No person has been authorised to
give any information or make any representations other than those
contained in this announcement and other Acquisition documents and,
if given or made, such information or representations must not be
relied upon as having been authorised by Bidco, the Bidco
Directors, ETC Holdings, the ETC Holdings Directors, or Berenberg
or any person involved in the Acquisition.
This announcement does not
constitute a prospectus or prospectus exempted document.
DISCLOSURE REQUIREMENTS UNDER THE
TAKEOVER CODE
Under Rule 8.3(a) of the Takeover
Code, any person who is interested in one per cent. or more of any
class of relevant securities of an offeree company or of any
securities exchange offeror (being any offeror other than an
offeror in respect of which it has been announced that its offer
is, or is likely to be, solely in cash) must make an Opening
Position Disclosure following the commencement of the Offer Period
and, if later, following the announcement in which any securities
exchange offeror is first identified.
An Opening Position Disclosure must
contain details of the person's interests and short positions in,
and rights to subscribe for, any relevant securities of each of (i)
the offeree company and (ii) any securities exchange offeror(s). An
Opening Position Disclosure by a person to whom Rule 8.3(a) applies
must be made by no later than 3.30 pm (London time) on the
10th business day
following the commencement of the Offer Period and, if appropriate,
by no later than 3.30 pm (London time) on the 10th business day following the announcement in which any
securities exchange offeror is first identified. Relevant persons
who deal in the relevant securities of the offeree company or of a
securities exchange offeror prior to the deadline for making an
Opening Position Disclosure must instead make a Dealing
Disclosure.
Under Rule 8.3(b) of the Takeover
Code, any person who is, or becomes, interested in one per cent. or
more of any class of relevant securities of the offeree company or
of any securities exchange offeror must make a Dealing Disclosure
if the person deals in any relevant securities of the offeree
company or of any securities exchange offeror. A Dealing Disclosure
must contain details of the dealing concerned and of the person's
interests and short positions in, and rights to subscribe for, any
relevant securities of each of (i) the offeree company and (ii) any
securities exchange offeror(s), save to the extent that these
details have previously been disclosed under Rule 8. A Dealing
Disclosure by a person to whom Rule 8.3(b) applies must be made by
no later than 3.30 pm (London time) on the business day following
the date of the relevant dealing.
If two or more persons act together
pursuant to an agreement or understanding, whether formal or
informal, to acquire or control an interest in relevant securities
of an offeree company or a securities exchange offeror, they will
be deemed to be a single person for the purpose of Rule
8.3.
Opening Position Disclosures must
also be made by the offeree company and by any offeror and Dealing
Disclosures must also be made by the offeree company, by any
offeror and by any persons acting in concert with any of them (see
Rules 8.1, 8.2 and 8.4 of the Takeover Code).

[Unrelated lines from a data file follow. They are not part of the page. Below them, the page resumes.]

PR #3, opened 2018-11-12
chore(gitignore): Ignore swap files

jrmykolyn:


.gitignore
```diff
@@ -13,6 +13,7 @@ packages/*/test/**/*.d.ts
 
 package-lock.json
 *.log
+**/.*.swp
```
jmbtutor: A comprehensive ignore pattern would actually be this:
```
[._]*.s[a-w][a-z]                                                                                                                                                                                                                                                              
[._]s[a-w][a-z]
```

jrmykolyn: Do you have some examples of other swap-type files which these patterns would match?

Also: RIP PR, we hardly knew ye.

jmbtutor: If vim sees that a swap file exists and you tell it to edit anyway, it will create a `.swo` file, and it goes up the alphabet from `p` if even that is present.

PR #5, opened 2018-11-13
SF-1132: Default to an empty array for refinements, and pass through the rest of parameters from a request

Vic-Dev:


packages/@storefront/core/CHANGELOG.md
```diff
@@ -4,9 +4,14 @@ All notable changes to this project will be documented in this file.
 The format is based on [Keep a Changelog](https://keepachangelog.com/en/1.0.0/),
 and this project adheres to [Semantic Versioning](https://semver.org/spec/v2.0.0.html).
 
+## [Unreleased] [<release type>]
```
jmbtutor: Use the proper release type. This is probably a `patch`.

packages/@storefront/core/src/services/urlUtils.ts
```diff
@@ -136,15 +137,15 @@ namespace UrlUtils {
   // tslint:disable-next-line max-line-length
   export const getAllIds = (state: Store.Indexed<Store.Navigation> | Store.AvailableNavigations, request: UrlBeautifier.SearchUrlState) => {
     return state.allIds.concat(
-      ...request.refinements.map(({ field }) => field).filter((field) => !state.allIds.includes(field))
+      ...(request.refinements || []).map(({ field }) => field).filter((field) => !state.allIds.includes(field))
```
jmbtutor: We don't use anything else from `request`, so `refinements` can be destructured and given a default in the function declaration.

packages/@storefront/core/src/services/urlUtils.ts
```diff
@@ -136,15 +137,15 @@ namespace UrlUtils {
...
     );
   };
 
   // tslint:disable-next-line max-line-length
   export const getById = (state: Store.Indexed<Store.Navigation> | Store.AvailableNavigations, request: UrlBeautifier.SearchUrlState) => {
     const byId = { ...state.byId };
 
-    request.refinements.forEach((refinement) => {
+    (request.refinements || []).forEach((refinement) => {
```
jmbtutor: Same thing here.

packages/@storefront/core/CHANGELOG.md
```diff
@@ -4,9 +4,14 @@ All notable changes to this project will be documented in this file.
...
+
```
jmbtutor: I don't think we have a newline here in our format, but it doesn't really matter.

Details of the offeree and offeror
companies in respect of whose relevant securities Opening Position
Disclosures and Dealing Disclosures must be made can be found in
the disclosure table on the Panel's website at
www.thetakeoverpanel.org.uk, including details of the number of
relevant securities in issue, when the Offer Period commenced and
when any offeror was first identified. You should contact the
Panel's Market Surveillance Unit on +44 (0)20 7638 0129 if you are
in any doubt as to whether you are required to make an Opening
Position Disclosure or a Dealing Disclosure.

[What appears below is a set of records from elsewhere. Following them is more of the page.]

PR #18, opened 2018-11-29
SF-1196: Use Navigation Name for Toggle Refinement Crumbs

JoeyDeol:


packages/@storefront/breadcrumbs/test/unit/refinement-crumb.ts
```diff
@@ -0,0 +1,95 @@
...
+    it('should set state', () => {
+      const label = 'test';
+      const props = refinementCrumb.props = <any>{ a: 'b', c: 'd', range: false, value: label };
+
+      refinementCrumb.updateState();
+
+      expect(refinementCrumb.state).to.eql({ ...props, label });
+    });
+
+    it('should set label to a range', () => {
```
jrmykolyn: What happens if range-type refinement doesn't include both a `low` and `high` value?

packages/@storefront/core/src/core/defaults.ts
```diff
@@ -91,6 +91,9 @@ const DEFAULTS: Partial<Configuration> = {
   refinements: {
     overrides: {},
   },
+  navigations: {
+    type: {},
```
jrmykolyn: Is the `type` key reserved for 'toggle'/'boolean'-type navigations? If so, is there a more semantic key?

packages/@storefront/flux-capacitor/test/unit/core/adapters/configuration.ts
```diff
@@ -280,6 +280,24 @@ suite('Configuration Adapter', ({ expect, stub }) => {
     });
   });
 
+  describe('extractToggleNavigations()', () => {
+    it('should return the toggle navigations', () => {
```
jrmykolyn: Is there a 'type' of navigations that this function should ignore? If so, lets test for that.

packages/@storefront/flux-capacitor/test/unit/core/adapters/search.ts
```diff
@@ -230,35 +231,63 @@ suite('Search Adapter', ({ expect, stub }) => {
...
+        { field: 'Limits to max', refinements: [0, 1, 2, 3, 4], selected: [], show: [0, 1], more: true, boolean: false },
       ]);
+      // tslint:enable
       expect(max).to.be.calledWithExactly(conf);
       expect(config).to.be.calledWithExactly(state);
     });
 
+    it('should mark which navigations are boolean type', () => {
+      const navigations: any = [
+        { field: 'one', refinements: [2, 4], selected: [], more: false },
```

PUBLICATION ON WEBSITE AND
AVAILABILITY OF THIS ANNOUNCEMENT
In accordance with Rule 26 of the
Takeover Code, a copy of this announcement will be made available,
subject to certain restrictions relating to persons resident in
Restricted Jurisdictions, on ETC Holdings' website at
https://etcholdings.net/
by no later than 12.00 noon on the Business Day
following the date of publication of this announcement. For the
avoidance of doubt, the content of the website is not incorporated
into and does not form part of this announcement.